━━ Records provided

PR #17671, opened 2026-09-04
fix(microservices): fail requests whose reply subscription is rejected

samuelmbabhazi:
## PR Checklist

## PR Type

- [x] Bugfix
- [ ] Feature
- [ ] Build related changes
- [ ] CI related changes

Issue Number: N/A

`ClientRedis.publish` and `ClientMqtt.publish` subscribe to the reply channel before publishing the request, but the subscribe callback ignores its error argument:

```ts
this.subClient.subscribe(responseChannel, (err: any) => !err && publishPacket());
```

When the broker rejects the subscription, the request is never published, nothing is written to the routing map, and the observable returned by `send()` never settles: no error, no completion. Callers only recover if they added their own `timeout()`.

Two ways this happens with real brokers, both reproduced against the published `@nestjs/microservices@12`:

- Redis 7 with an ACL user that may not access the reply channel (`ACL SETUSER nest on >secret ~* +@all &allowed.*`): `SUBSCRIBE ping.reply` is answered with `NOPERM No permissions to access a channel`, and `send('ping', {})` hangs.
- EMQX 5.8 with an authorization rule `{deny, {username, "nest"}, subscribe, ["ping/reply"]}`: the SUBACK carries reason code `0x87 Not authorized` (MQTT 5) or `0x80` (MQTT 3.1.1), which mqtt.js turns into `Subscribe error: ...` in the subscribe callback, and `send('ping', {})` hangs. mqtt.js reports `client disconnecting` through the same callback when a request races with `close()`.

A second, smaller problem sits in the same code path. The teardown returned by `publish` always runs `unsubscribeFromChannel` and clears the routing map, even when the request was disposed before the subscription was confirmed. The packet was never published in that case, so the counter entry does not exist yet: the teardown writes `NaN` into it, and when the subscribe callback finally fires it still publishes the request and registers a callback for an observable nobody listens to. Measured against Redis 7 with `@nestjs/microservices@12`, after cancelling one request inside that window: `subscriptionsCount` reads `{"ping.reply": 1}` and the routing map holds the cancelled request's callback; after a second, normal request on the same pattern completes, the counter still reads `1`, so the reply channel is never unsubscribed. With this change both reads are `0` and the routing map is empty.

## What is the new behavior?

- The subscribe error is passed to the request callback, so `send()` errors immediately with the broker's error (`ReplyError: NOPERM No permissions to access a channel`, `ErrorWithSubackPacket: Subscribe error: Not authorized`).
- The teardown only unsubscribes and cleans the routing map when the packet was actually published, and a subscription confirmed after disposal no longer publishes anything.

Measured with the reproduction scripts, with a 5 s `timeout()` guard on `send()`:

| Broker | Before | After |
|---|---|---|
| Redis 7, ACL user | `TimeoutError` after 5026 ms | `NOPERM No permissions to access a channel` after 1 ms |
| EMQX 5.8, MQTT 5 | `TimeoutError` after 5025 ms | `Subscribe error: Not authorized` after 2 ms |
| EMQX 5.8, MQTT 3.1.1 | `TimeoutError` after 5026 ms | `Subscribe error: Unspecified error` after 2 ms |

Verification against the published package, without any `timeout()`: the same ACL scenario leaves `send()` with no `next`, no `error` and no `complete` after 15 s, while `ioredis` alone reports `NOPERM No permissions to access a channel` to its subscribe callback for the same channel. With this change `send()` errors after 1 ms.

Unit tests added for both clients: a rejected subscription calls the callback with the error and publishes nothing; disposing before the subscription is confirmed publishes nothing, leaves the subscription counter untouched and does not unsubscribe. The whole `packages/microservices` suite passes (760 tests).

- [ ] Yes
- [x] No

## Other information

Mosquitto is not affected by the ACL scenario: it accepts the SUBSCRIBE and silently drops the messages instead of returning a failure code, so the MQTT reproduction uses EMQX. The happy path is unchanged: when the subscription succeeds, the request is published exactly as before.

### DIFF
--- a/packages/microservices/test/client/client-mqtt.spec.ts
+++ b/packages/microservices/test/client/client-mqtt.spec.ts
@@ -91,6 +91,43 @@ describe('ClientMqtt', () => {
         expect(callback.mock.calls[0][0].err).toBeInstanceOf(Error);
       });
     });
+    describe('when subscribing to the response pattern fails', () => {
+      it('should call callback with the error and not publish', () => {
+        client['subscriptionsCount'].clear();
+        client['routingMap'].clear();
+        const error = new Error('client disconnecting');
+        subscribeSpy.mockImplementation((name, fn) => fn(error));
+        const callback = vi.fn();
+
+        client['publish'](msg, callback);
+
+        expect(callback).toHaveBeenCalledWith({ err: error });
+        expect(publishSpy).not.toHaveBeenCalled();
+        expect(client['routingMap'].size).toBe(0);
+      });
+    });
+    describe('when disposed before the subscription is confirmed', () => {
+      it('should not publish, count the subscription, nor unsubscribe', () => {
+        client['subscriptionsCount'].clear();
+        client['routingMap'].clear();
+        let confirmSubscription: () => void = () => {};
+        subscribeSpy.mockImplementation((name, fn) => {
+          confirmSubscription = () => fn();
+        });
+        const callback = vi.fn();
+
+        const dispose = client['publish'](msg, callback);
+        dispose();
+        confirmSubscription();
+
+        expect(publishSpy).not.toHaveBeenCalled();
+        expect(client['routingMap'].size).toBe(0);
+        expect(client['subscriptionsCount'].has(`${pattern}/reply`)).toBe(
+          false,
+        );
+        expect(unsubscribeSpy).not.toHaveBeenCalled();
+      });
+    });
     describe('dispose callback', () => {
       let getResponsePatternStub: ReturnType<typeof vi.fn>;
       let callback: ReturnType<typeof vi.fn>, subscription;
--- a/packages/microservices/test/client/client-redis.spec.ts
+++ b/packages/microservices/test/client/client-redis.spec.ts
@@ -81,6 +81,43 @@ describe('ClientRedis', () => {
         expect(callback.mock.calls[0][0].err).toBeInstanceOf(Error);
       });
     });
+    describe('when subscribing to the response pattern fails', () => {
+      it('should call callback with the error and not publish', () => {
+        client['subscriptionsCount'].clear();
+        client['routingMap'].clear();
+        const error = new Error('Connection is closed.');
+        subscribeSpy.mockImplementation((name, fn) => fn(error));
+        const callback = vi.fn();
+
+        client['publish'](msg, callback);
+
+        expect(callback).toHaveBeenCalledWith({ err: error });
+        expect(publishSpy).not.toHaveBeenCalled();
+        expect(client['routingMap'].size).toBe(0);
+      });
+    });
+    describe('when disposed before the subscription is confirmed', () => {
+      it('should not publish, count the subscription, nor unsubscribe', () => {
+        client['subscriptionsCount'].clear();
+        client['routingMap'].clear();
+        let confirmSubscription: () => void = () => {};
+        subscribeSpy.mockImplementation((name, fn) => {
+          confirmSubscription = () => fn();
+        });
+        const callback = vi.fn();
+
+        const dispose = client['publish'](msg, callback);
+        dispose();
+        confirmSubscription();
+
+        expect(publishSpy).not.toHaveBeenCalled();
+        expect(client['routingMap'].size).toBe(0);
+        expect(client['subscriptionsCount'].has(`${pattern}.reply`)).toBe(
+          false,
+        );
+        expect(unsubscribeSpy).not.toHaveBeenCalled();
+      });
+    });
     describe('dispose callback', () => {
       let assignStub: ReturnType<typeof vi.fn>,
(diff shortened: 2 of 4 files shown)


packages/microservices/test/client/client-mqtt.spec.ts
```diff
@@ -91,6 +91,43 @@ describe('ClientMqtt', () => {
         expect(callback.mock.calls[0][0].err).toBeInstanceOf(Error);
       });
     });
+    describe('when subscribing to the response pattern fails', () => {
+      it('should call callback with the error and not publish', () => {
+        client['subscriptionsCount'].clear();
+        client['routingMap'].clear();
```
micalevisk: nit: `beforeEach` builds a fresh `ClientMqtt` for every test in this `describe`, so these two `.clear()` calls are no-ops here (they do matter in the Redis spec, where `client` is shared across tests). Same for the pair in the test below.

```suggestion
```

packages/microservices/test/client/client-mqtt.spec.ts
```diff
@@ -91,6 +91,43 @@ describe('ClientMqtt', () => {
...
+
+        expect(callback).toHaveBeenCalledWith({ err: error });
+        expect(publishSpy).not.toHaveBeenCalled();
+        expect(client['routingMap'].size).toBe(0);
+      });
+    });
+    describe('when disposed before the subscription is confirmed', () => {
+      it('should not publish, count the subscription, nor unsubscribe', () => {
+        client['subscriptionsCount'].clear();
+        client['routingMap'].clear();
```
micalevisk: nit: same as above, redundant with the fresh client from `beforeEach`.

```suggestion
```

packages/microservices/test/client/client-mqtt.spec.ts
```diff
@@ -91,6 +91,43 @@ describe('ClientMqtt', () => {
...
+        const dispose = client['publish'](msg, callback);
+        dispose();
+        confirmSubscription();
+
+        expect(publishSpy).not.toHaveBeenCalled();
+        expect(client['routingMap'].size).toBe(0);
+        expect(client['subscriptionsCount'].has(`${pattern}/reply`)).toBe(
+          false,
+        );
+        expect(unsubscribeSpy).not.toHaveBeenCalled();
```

━━━━
━━ Records provided

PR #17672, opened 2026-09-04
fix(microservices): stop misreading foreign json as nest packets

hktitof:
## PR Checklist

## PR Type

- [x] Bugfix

━━━━

→ **Action item**: Output the lines of the records above exactly as they appear, from the line containing "PR #17671, opened 2026-09-04" through the line containing "Two ways this".

→ **Response for this exercise**:
PR #17671, opened 2026-09-04
fix(microservices): fail requests whose reply subscription is rejected

samuelmbabhazi:
## PR Checklist

## PR Type

- [x] Bugfix
- [ ] Feature
- [ ] Build related changes
- [ ] CI related changes

Issue Number: N/A

`ClientRedis.publish` and `ClientMqtt.publish` subscribe to the reply channel before publishing the request, but the subscribe callback ignores its error argument:

```ts
this.subClient.subscribe(responseChannel, (err: any) => !err && publishPacket());
```

When the broker rejects the subscription, the request is never published, nothing is written to the routing map, and the observable returned by `send()` never settles: no error, no completion. Callers only recover if they added their own `timeout()`.

Two ways this happens with real brokers, both reproduced against the published `@nestjs/microservices@12`:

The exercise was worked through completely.